Nas últimas semanas, a Azul Linhas Aéreas (AZUL4) ganhou destaque no mercado financeiro após finalizar um importante acordo com seus fornecedores, que envolveu a troca de dívidas por novas ações. 

Esta medida visou afastar a empresa do risco de recuperação judicial, um temor que vinha pairando sobre a companhia devido às suas crescentes obrigações financeiras. 

Desde o mês passado, os investidores e mercado se mostraram animados com a expectativa desse acordo, o que levou as ações da companhia a subirem cerca de 40% em setembro, segundo a B3. Porém, no dia seguinte do acordo, as ações subiram somente 8%.  

Detalhes do acordo

Segundo comunicado oficial da Azul, a companhia aérea conseguiu envolver 92% de suas obrigações com fornecedores em um acordo de reestruturação. 

Em troca da eliminação de dívidas que somam R$ 3 bilhões, a empresa emitiu 100 milhões de novas ações, uma operação avaliada em R$ 575 milhões, conforme análise do Bank of America. 

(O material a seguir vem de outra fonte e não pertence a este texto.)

PR #543, opened 2024-01-23
Support NVMEe-oF storage protocols

ASBishop:
First commit:

Revamp deploying storage services required by nova
    
    Storage services (namely the iSCSI and multipath daemons) required
    by nova are now deployed using a dedicated playbook, which in turn
    is imported by the nova playbook. This ensures the services only
    get installed on EDPM nodes hosting nova.

Second commit:

NVMe-oF support has these components:
- Load the nvme-fabrics kernel module
- Install the nvme-cli package on the host (which initializes several files in /etc/nvme, and also some udev rules)
- Bind mount /etc/nvme into the nova-compute container

Jira: [OSPRH-1579](https://issues.redhat.com//browse/OSPRH-1579)

### DIFF
--- a/roles/edpm_nova/templates/nova_compute.json.j2
+++ b/roles/edpm_nova/templates/nova_compute.json.j2
@@ -27,6 +27,7 @@
         "/etc/multipath:/etc/multipath:z",
         "/etc/multipath.conf:/etc/multipath.conf:ro",
         "/etc/iscsi:/etc/iscsi:ro",
+        "/etc/nvme:/etc/nvme",
         "/var/lib/openstack/config/ceph:/var/lib/kolla/config_files/ceph:ro",
         "/etc/ssh/ssh_known_hosts:/etc/ssh/ssh_known_hosts:ro"
     ]
--- a/playbooks/configure_os.yml
+++ b/playbooks/configure_os.yml
@@ -50,18 +50,6 @@
         tasks_from: configure.yml
       tags:
         - edpm_logrotate_crond
-    - name: Configure edpm_iscsid
-      ansible.builtin.import_role:
-        name: osp.edpm.edpm_iscsid
-        tasks_from: configure.yml
-      tags:
-        - edpm_iscsid
-    - name: Configure edpm_multipathd
-      ansible.builtin.import_role:
-        name: osp.edpm.edpm_multipathd
-        tasks_from: configure.yml
-      tags:
-        - edpm_multipathd
     - name: Configure nftables
       ansible.builtin.import_role:
         name: osp.edpm.edpm_nftables
--- a/playbooks/install_os.yml
+++ b/playbooks/install_os.yml
@@ -33,15 +33,3 @@
         tasks_from: install.yml
       tags:
         - edpm_logrotate_crond
-    - name: Install edpm_iscsid
-      ansible.builtin.import_role:
-        name: osp.edpm.edpm_iscsid
-        tasks_from: install.yml
-      tags:
-        - edpm_iscsid
-    - name: Install edpm_multipathd
-      ansible.builtin.import_role:
-        name: osp.edpm.edpm_multipathd
-        tasks_from: install.yml
-      tags:
-        - edpm_multipathd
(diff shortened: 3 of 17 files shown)


roles/edpm_bootstrap/defaults/main.yml
```diff
@@ -31,6 +31,8 @@ edpm_bootstrap_packages_bootstrap:
   - crudini
   - jq
   - nftables
+  - nvme-cli
+  - openvswitch
```
gibizer, line 35: I'm wondering if this is a rebase artifact

ASBishop: I assume so. I rebased on origin/main, got a conflict, and it was due to these lines. The pushed update fixed the conflict.

SeanMooney: ovs has been moved to its own role so you should drop it form here

SeanMooney: one other thing we shoudl not install this by default on all hosts.

not all hosts will have vms so we should only install nvme-cli on host that need it.

edpm nodes are not 1:1 mapping with compute nodes

so you should probably install this in a different role.

i also am not sure why the nvme-cli package is required on the host?
os-brick runs in the nova_compute container.

is there a package that just provides the kernel modules that you can use instead?

roles/edpm_nova/templates/nova_compute.json.j2
```diff
@@ -27,6 +27,7 @@
         "/etc/multipath:/etc/multipath:z",
         "/etc/multipath.conf:/etc/multipath.conf:ro",
         "/etc/iscsi:/etc/iscsi:ro",
+        "/etc/nvme:/etc/nvme:z",
```
SeanMooney, line 30: +1 to uncodiotnally adding this.

z will force /etc/nvme to be relabled as contaienr_t

so if anything on the host is going to use this that is probably incorrect

roles/edpm_bootstrap/defaults/main.yml
ASBishop: > one other thing we shoudl not install this by default on all hosts.
> 
> not all hosts will have vms so we should only install nvme-cli on host that need it.
> 
> edpm nodes are not 1:1 mapping with compute nodes
> 
> so you should probably install this in a different role.

Hmm, OK. Where is the host-to-role mapping maintained? I need to know how to get the role included on the appropriate host.

> i also am not sure why the nvme-cli package is required on the host? os-brick runs in the nova_compute container.
> 
> is there a package that just provides the kernel modules that you can use instead?

I tried to explain that in the commit message. The nvme-cli package initializes several files and udev rules.

SeanMooney: if you dont want to have a separate role i would add the package to the libvirt role instead.

SeanMooney: we are installing ceph-common to provide udev rules
https://github.com/openstack-k8s-operators/edpm-ansible/blob/main/roles/edpm_libvirt/defaults/main.yml#L52

so nvme-cli would be similar in that regard

roles/edpm_nova/templates/nova_compute.json.j2
ASBishop: Ack, will change this in the next update.

roles/edpm_bootstrap/defaults/main.yml
ASBishop: I'm about to push an update that adds another commit, which will isolate the current iscsid and multipathd roles in their own playbook, to which I'll add (in the other commit) a new nvme role.

I'll invoke this new playbook directly from nova's existing playbook. That will:
- ensure storage stuff is only configured on nova nodes
- ensure storage stuff is always configured wherever nova is deployed
- eliminates the need for creating a new dataplane service

slagle (commented):
+2 LGTM

ASBishop:
recheck

gibizer (commented):
Looks OK to me but I will let Sean to take a look too.

fultonj (approved):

Este movimento estratégico foi considerado essencial para melhorar a estrutura de capital da empresa e reduzir o risco de um processo mais complexo de recuperação judicial.

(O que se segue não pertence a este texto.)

PR #545, opened 2024-01-30
Ensure hugetlbfs group exists

lewisdenny:
Due to the changes in [1] the openvswitch user is created before the
openvswitch package is installed. In RHEL systems the edpm_ovs role now
fails with [2]

This patch ensures the hugetlbfs group is created before the openvswitch
users is created and added to the hugetlbfs group.

[1] https://github.com/openstack-k8s-operators/edpm-ansible/pull/532
[2]
```
task path: /usr/share/ansible/collections/ansible_collections/osp/edpm/roles/edpm_users/tasks/create_users_and_groups.yml:32
fatal: [compute-0]: FAILED! => {"changed": false, "msg": "Group hugetlbfs does not exist"}
```

JIRA: https://issues.redhat.com/browse/OSPCIX-173

### DIFF
--- a/roles/edpm_ovs/tasks/user.yml
+++ b/roles/edpm_ovs/tasks/user.yml
@@ -5,6 +5,7 @@
   vars:
     edpm_users_users:
       # 42476 is matching with the uid and gid created by kolla in the openstack containers
+      - {"name": "hugetlbfs", "gid": "42477", "group_only": true}
       - {"name": "openvswitch", "uid": "42476", "gid": "42476", "shell": "/sbin/nologin", groups: "hugetlbfs", "comment": "openvswitch user"}
     edpm_users_extra_dirs: []
   tags:


rabi:
I think `bootstrap` service is expected to create the group, if it does not exist which should run before this.

[1] https://github.com/openstack-k8s-operators/edpm-ansible/blob/main/playbooks/bootstrap.yml#L26-L30
https://github.com/openstack-k8s-operators/edpm-ansible/blob/main/roles/edpm_users/defaults/main.yml#L28

roles/edpm_ovs/tasks/user.yml
```diff
@@ -5,6 +5,7 @@
   vars:
     edpm_users_users:
       # 42476 is matching with the uid and gid created by kolla in the openstack containers
+      - {"name": "hugetlbfs", "gid": "42477", "group_only": true}
```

Implicações para os acionistas

Embora o acordo tenha sido recebido positivamente, a emissão de novas ações traz consigo uma inevitável diluição da participação dos acionistas existentes. No entanto, conforme apontam analistas do BTG Pactual, a diluição efetiva de 22% foi significativamente menor do que o previsto anteriormente, que era estimado em 62%. 

A negociação também atenuou o impacto sobre o patrimônio dos acionistas minoritários, algo destacado por outros analistas do mercado, como os da Genial Investimentos. A avaliação do preço das ações a R$ 30 contribuiu para essa percepção menos negativa.

Análise do mercado

Os analistas do Bank of America continuam cautelosos quanto ao desempenho futuro da Azul. A instituição financeira reduziu seu preço-alvo para as ações da companhia de R$ 7,80 para R$ 6,80, refletindo a preocupação com a relação custo-benefício das ações, especialmente em um ambiente econômico volátil.

Por outro lado, o BTG Pactual e a Genial mantêm uma perspectiva mais otimista, com um preço-alvo significativamente superior, de R$ 17. Tais divergências evidenciam a incerteza em torno do futuro financeiro da Azul.

A recente adição de novas ações ao mercado, combinada com fatores econômicos externos, cria um cenário complexo para a Azul Linhas Aéreas.  Embora o acordo de redução de dívidas tenha posicionado a empresa em uma trilha mais estável, a volatilidade do mercado e os desafios econômicos interiores apresentam riscos substanciais.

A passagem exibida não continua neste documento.